• **Task instructions**: Using the records below, write out again exactly the lines that begin at the line containing "points it replaced." and end at the line containing "further retries.)", and no other lines.

• **Data for review**:
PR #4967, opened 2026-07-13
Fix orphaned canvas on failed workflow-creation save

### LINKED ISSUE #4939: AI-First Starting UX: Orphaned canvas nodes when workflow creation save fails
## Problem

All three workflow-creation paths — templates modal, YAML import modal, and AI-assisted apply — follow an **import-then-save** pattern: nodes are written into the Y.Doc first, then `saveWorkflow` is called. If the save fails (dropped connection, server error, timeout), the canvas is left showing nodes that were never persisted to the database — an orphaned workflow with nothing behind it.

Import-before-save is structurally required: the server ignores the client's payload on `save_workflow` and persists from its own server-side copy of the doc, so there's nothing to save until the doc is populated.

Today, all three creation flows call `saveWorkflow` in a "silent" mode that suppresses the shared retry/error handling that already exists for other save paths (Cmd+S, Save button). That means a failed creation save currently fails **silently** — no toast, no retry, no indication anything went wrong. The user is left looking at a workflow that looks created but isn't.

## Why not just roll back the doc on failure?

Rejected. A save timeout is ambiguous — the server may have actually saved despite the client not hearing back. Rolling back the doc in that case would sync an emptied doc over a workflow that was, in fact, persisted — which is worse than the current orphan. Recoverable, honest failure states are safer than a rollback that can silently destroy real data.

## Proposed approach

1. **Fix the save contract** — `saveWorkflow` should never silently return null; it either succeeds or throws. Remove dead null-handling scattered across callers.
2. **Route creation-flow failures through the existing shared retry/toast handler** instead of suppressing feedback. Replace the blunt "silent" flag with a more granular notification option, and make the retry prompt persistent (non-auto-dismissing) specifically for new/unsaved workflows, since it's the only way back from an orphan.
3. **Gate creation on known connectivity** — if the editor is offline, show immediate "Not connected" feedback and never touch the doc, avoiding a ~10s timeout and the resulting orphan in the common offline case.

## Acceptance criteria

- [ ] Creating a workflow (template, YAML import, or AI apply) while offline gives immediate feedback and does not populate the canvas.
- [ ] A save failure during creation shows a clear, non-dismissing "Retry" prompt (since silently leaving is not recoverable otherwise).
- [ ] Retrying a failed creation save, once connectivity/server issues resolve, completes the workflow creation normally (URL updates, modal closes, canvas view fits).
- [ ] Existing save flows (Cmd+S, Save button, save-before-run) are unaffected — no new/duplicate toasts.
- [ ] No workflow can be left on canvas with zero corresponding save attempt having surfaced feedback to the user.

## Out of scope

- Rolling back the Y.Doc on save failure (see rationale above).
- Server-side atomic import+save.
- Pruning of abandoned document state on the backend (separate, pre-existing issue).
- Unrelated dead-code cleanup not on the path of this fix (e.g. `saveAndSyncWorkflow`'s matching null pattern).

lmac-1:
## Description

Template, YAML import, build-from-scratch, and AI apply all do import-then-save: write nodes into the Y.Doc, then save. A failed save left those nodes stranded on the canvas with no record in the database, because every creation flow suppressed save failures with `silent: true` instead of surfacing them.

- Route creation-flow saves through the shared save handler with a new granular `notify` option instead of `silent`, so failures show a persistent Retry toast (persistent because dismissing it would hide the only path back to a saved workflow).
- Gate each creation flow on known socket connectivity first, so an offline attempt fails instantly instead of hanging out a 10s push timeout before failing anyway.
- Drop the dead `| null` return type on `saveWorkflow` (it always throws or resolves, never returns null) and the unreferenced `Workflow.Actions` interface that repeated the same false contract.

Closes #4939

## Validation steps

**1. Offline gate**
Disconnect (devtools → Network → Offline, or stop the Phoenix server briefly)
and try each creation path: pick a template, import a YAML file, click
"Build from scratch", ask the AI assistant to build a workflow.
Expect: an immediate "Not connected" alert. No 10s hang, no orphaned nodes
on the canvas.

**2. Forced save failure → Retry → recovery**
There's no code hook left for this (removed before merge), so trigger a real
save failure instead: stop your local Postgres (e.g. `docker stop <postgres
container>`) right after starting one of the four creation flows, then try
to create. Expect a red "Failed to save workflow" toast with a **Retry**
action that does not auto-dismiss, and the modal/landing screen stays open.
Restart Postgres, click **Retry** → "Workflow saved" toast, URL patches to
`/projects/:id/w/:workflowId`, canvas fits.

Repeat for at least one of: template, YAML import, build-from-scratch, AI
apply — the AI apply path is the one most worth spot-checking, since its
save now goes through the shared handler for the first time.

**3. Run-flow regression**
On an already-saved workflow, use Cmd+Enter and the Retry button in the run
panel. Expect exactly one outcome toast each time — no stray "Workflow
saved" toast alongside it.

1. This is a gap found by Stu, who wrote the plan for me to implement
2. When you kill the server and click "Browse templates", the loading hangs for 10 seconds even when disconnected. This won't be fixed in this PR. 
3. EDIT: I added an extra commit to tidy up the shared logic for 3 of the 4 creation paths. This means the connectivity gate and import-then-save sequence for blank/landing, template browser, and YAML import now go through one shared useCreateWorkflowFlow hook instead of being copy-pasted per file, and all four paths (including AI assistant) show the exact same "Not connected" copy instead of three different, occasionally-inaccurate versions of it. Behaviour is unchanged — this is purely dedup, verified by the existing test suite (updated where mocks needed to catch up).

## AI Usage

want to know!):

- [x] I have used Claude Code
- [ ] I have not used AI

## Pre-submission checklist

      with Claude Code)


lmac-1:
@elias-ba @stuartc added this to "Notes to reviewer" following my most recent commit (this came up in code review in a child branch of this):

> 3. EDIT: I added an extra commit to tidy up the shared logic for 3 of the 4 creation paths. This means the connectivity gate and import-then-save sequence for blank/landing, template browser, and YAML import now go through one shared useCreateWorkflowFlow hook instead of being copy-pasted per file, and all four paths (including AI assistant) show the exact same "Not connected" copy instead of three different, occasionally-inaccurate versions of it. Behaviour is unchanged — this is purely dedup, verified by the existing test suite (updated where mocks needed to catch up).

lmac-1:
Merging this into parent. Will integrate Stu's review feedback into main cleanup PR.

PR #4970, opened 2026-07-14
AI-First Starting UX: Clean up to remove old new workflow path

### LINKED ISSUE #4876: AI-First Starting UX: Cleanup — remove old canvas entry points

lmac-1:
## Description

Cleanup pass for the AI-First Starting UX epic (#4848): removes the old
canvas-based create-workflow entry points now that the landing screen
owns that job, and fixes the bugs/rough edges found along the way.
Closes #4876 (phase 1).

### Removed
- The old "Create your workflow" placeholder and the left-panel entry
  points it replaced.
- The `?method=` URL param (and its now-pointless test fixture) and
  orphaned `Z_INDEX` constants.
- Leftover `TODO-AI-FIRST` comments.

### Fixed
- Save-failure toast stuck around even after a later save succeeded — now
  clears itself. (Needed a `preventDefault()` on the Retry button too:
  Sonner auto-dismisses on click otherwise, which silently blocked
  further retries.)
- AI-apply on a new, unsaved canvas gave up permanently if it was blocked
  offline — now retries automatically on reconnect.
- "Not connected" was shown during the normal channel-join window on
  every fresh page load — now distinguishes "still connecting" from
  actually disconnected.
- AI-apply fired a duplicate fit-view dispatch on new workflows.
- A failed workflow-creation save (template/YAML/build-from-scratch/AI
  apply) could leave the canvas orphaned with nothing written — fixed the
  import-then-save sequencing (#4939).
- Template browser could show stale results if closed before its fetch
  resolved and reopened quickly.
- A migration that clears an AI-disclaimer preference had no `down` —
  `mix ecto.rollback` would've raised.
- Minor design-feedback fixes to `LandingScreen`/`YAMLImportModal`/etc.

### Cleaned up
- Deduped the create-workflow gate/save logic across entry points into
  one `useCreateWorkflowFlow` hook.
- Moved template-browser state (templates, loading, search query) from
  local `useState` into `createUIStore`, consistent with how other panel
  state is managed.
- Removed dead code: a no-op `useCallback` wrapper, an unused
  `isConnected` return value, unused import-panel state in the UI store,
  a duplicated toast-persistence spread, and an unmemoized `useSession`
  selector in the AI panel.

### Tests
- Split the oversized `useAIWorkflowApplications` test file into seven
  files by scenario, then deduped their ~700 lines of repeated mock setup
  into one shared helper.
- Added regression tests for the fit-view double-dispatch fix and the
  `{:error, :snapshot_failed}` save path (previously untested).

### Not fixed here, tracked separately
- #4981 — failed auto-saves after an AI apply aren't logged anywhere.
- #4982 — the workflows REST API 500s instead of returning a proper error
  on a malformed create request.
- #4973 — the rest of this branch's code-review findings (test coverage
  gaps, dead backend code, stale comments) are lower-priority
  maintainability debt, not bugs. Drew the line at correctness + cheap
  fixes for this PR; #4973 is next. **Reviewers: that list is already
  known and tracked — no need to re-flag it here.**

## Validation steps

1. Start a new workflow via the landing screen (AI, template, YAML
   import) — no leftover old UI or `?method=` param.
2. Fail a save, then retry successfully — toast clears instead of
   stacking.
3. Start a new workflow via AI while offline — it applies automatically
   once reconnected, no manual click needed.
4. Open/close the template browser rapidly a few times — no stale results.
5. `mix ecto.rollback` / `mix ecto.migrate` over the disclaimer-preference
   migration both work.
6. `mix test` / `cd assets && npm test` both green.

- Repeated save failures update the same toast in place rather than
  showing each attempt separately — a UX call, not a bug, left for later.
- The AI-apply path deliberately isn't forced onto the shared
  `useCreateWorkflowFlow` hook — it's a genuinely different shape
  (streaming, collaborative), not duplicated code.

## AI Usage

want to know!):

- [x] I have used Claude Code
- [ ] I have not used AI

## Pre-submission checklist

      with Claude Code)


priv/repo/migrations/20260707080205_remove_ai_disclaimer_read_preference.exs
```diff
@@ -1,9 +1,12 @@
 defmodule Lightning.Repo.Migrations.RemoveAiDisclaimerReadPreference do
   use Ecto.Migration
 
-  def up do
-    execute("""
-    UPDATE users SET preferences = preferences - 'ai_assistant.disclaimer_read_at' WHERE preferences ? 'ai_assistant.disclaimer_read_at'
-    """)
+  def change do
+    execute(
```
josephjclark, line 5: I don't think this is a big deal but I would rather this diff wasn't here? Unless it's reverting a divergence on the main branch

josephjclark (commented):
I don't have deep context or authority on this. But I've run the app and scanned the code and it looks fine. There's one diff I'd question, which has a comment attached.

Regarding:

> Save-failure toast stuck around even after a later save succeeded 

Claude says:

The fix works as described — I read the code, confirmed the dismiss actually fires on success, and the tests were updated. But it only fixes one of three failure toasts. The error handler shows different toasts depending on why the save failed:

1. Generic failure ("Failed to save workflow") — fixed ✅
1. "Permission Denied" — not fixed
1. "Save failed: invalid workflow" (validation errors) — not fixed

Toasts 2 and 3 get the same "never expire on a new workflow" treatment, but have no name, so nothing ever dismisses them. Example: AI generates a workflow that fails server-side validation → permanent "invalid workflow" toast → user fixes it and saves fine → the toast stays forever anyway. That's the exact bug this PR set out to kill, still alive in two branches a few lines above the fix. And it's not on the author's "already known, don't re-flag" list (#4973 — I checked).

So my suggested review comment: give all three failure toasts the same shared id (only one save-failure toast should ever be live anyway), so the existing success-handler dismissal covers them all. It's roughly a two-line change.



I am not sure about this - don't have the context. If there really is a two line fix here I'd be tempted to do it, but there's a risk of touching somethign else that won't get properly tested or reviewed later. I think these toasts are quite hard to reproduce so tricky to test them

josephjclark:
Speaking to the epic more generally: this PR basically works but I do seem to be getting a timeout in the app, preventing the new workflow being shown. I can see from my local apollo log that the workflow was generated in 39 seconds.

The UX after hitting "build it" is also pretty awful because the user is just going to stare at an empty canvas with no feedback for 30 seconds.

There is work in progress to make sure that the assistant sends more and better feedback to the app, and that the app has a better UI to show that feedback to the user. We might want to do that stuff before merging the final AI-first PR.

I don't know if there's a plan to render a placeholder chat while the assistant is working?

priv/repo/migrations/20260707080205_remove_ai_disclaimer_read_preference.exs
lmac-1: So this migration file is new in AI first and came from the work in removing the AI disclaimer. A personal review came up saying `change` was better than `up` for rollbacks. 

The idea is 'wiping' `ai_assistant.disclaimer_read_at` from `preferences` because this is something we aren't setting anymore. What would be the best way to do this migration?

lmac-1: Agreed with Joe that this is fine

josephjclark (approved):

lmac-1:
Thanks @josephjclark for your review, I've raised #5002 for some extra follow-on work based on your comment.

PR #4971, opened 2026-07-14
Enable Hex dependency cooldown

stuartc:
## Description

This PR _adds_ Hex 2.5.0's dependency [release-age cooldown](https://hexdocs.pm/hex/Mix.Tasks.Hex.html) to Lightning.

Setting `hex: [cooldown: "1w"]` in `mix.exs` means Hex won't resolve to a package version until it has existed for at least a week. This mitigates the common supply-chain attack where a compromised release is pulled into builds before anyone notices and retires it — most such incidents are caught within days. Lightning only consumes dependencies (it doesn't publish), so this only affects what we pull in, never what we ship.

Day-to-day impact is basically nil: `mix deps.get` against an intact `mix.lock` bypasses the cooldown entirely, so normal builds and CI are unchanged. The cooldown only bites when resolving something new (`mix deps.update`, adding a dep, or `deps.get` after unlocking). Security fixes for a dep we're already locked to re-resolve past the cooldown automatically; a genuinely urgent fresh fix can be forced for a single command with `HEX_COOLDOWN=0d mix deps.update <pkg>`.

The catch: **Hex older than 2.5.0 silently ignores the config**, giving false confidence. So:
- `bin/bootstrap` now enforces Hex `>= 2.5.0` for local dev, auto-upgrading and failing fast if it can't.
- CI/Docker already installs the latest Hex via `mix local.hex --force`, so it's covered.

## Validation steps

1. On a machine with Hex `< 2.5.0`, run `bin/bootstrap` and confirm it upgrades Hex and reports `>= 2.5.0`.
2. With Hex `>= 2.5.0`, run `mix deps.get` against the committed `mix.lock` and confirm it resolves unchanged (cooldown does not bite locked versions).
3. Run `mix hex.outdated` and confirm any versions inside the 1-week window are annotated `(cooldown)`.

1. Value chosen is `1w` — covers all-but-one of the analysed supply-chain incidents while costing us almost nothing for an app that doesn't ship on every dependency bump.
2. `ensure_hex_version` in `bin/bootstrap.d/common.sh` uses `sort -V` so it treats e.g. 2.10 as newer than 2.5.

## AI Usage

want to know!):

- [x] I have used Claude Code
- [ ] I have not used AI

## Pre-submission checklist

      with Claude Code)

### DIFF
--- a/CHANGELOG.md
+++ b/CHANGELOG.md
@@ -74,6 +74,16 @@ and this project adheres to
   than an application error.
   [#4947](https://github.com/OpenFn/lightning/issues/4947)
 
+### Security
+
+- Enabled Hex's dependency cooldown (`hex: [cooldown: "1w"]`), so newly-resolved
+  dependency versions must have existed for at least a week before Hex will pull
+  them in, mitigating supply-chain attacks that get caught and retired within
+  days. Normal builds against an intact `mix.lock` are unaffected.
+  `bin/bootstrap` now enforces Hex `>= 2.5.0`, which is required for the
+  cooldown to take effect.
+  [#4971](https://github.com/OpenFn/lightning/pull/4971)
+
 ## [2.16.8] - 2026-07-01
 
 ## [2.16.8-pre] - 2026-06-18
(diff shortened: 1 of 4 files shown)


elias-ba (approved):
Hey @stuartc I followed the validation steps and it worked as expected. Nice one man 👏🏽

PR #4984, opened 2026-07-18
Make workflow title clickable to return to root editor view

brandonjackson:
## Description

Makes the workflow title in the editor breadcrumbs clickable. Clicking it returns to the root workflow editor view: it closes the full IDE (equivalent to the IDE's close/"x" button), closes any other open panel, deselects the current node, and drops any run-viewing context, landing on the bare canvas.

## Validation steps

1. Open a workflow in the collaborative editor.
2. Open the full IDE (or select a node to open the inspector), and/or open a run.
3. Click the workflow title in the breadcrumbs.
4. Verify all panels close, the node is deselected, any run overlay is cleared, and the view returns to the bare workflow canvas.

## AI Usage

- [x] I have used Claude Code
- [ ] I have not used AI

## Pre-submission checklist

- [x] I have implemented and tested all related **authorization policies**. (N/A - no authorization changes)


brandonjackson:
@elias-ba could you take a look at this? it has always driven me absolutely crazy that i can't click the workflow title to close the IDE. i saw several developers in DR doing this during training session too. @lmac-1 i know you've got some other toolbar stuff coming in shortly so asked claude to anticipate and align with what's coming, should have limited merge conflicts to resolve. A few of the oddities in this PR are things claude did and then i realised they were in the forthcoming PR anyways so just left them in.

• **Output for this exercise**:
  points it replaced.
- The `?method=` URL param (and its now-pointless test fixture) and
  orphaned `Z_INDEX` constants.
- Leftover `TODO-AI-FIRST` comments.

### Fixed
- Save-failure toast stuck around even after a later save succeeded — now
  clears itself. (Needed a `preventDefault()` on the Retry button too:
  Sonner auto-dismisses on click otherwise, which silently blocked
  further retries.)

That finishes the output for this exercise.